REQUIRED WORK. Please copy out the entries below exactly, beginning with the line that contains "Addressed feedback." and ending with the line that contains "Squashed and pushed", and include nothing outside that span.

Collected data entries
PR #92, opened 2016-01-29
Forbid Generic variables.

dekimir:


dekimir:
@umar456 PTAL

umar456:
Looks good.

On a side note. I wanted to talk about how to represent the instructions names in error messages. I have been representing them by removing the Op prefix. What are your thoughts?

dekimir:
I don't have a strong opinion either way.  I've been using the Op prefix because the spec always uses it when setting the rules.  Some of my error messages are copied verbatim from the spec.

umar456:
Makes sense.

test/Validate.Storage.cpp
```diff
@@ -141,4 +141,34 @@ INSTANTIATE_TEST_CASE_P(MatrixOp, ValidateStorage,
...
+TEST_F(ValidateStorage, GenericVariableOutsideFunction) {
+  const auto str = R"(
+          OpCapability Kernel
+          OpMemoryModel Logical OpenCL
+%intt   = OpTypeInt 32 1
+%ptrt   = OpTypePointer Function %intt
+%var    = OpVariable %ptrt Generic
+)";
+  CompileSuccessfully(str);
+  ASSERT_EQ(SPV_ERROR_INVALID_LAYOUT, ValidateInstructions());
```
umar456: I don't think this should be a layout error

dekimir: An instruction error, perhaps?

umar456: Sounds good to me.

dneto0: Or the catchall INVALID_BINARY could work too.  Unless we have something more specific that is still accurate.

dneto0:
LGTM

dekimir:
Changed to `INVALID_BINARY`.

---

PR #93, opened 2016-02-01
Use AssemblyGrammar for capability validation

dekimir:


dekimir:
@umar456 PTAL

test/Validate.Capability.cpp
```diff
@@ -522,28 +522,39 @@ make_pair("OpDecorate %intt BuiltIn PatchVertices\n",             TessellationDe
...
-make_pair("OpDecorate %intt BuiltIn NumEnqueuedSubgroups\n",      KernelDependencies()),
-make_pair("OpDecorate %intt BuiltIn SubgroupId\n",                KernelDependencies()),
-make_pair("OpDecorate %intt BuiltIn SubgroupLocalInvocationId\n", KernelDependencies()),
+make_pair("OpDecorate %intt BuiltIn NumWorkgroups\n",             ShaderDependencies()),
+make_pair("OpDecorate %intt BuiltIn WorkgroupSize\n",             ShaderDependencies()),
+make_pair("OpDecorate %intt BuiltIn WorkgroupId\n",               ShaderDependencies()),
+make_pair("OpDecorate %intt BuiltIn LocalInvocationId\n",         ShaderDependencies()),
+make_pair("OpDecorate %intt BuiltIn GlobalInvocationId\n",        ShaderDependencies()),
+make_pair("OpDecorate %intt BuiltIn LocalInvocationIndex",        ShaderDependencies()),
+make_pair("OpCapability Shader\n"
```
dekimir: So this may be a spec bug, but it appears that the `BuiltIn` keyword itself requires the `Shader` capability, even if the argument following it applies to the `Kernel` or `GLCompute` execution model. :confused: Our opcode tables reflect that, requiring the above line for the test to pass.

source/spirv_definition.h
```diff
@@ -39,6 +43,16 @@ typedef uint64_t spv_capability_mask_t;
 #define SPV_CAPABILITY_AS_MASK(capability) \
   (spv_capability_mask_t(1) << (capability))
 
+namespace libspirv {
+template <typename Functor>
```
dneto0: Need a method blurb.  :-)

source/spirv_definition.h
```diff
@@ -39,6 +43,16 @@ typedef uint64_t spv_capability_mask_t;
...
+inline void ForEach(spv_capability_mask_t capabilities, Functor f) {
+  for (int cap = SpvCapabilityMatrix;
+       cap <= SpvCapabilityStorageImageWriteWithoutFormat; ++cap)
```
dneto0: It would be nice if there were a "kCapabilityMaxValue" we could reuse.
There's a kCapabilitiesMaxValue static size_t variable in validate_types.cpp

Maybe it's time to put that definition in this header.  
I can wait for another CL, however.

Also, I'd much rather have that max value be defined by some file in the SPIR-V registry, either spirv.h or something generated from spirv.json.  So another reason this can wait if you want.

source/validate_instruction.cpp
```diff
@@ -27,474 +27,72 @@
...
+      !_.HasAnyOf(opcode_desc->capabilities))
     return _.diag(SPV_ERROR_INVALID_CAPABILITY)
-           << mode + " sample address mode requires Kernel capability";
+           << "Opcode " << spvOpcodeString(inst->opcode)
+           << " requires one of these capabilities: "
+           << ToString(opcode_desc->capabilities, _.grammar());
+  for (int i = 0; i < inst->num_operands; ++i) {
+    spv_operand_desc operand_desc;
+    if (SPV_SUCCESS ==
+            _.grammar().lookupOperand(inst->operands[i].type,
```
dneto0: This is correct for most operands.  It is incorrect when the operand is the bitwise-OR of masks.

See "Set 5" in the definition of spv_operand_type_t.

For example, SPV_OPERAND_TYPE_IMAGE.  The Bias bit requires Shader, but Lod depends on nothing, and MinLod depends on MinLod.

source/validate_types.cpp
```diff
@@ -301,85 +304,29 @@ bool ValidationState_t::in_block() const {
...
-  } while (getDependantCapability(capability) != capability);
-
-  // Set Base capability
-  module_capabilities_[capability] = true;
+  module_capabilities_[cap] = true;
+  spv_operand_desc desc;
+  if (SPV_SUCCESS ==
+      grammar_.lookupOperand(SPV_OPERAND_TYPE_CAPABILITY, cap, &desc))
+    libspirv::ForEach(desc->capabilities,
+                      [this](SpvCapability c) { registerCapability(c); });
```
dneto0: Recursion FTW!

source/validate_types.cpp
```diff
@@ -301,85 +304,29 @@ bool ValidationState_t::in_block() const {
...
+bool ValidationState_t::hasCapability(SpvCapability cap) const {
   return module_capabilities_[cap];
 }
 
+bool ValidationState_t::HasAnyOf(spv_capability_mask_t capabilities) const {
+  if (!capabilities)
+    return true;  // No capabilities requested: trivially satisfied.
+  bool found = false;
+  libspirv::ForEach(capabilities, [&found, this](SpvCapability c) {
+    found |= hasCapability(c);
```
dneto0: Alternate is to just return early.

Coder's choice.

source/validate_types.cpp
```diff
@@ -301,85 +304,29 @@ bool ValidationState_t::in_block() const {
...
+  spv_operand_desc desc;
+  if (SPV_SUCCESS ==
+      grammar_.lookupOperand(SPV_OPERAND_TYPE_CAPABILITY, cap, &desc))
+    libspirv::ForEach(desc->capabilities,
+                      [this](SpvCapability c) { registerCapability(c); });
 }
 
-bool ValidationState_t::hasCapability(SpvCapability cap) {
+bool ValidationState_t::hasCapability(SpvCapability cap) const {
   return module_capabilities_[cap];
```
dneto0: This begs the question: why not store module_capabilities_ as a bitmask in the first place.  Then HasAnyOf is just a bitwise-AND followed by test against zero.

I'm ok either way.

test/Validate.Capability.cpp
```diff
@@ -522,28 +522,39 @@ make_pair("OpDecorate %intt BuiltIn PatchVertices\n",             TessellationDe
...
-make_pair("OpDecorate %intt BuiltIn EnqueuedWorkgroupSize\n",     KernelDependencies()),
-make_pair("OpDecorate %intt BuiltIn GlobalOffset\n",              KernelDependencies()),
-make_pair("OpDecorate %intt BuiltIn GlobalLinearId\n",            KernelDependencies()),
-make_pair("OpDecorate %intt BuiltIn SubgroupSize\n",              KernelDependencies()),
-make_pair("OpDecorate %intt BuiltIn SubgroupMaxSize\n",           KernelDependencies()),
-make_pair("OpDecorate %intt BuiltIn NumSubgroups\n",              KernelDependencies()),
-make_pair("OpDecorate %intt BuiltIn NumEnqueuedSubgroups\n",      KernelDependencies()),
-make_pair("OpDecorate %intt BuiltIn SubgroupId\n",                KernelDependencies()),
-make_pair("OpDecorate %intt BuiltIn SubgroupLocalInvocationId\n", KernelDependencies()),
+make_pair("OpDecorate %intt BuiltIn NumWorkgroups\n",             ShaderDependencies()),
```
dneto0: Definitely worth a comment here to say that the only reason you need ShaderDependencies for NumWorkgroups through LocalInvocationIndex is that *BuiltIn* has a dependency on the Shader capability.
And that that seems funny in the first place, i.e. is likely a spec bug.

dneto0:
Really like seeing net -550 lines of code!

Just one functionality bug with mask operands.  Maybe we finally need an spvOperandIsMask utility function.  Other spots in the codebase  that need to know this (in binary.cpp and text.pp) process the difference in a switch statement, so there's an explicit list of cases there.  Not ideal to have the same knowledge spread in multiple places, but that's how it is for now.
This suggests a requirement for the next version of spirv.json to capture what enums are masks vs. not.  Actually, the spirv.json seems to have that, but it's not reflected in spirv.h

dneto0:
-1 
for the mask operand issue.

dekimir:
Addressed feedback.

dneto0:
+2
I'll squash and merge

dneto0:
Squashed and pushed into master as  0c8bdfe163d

...

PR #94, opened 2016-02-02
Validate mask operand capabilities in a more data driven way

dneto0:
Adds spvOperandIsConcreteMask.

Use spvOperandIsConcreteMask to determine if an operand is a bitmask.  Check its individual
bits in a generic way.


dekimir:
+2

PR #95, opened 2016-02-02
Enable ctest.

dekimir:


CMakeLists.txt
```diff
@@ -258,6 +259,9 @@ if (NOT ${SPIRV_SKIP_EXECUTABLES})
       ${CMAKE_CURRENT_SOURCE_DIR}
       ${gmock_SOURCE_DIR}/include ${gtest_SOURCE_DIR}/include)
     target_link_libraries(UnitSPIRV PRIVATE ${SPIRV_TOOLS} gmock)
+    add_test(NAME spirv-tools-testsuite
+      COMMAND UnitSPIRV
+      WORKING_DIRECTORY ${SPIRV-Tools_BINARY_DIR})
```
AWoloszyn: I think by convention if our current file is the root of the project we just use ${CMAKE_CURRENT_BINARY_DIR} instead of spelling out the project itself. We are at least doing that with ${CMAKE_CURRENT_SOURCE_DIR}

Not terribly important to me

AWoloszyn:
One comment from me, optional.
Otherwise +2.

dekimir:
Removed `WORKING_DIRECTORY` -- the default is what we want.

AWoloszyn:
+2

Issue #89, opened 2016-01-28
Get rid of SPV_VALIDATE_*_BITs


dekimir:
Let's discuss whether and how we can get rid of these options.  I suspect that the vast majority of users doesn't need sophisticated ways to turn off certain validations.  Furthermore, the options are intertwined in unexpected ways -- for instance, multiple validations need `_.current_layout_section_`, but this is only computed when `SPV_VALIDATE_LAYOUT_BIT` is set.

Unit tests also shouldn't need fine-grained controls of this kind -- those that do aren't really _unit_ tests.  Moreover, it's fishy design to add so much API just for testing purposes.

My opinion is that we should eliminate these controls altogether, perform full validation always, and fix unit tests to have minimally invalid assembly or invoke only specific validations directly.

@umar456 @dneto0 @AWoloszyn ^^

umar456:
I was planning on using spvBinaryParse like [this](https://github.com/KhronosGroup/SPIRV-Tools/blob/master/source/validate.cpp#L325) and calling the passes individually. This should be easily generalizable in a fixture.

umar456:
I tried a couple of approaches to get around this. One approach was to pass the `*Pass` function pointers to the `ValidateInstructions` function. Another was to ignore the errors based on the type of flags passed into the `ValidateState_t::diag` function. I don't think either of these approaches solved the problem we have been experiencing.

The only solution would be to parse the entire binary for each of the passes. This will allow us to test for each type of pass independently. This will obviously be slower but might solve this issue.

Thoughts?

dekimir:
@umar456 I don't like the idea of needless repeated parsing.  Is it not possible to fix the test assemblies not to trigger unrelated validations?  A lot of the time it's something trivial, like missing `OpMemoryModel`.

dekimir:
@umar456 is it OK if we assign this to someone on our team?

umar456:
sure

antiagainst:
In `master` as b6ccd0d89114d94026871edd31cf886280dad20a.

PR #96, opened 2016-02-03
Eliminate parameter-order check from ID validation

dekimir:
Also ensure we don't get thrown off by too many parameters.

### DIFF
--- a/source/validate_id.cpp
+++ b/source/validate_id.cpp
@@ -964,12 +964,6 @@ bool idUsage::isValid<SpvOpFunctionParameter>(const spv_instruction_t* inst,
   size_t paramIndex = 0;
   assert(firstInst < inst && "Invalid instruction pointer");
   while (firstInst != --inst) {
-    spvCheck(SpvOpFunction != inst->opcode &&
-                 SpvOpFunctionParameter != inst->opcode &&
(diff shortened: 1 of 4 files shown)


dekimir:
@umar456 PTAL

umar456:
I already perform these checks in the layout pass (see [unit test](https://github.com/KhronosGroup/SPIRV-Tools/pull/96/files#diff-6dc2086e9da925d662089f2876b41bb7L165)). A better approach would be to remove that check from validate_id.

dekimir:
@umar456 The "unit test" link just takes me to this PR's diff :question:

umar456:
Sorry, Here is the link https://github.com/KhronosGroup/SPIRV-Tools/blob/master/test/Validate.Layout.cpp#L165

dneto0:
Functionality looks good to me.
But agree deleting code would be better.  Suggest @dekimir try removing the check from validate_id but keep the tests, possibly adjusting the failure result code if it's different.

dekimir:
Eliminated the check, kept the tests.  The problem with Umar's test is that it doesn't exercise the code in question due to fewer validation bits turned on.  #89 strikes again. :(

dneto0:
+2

RESULT FOR THIS EXERCISE.
Addressed feedback.

dneto0:
+2
I'll squash and merge

dneto0:
Squashed and pushed into master as  0c8bdfe163d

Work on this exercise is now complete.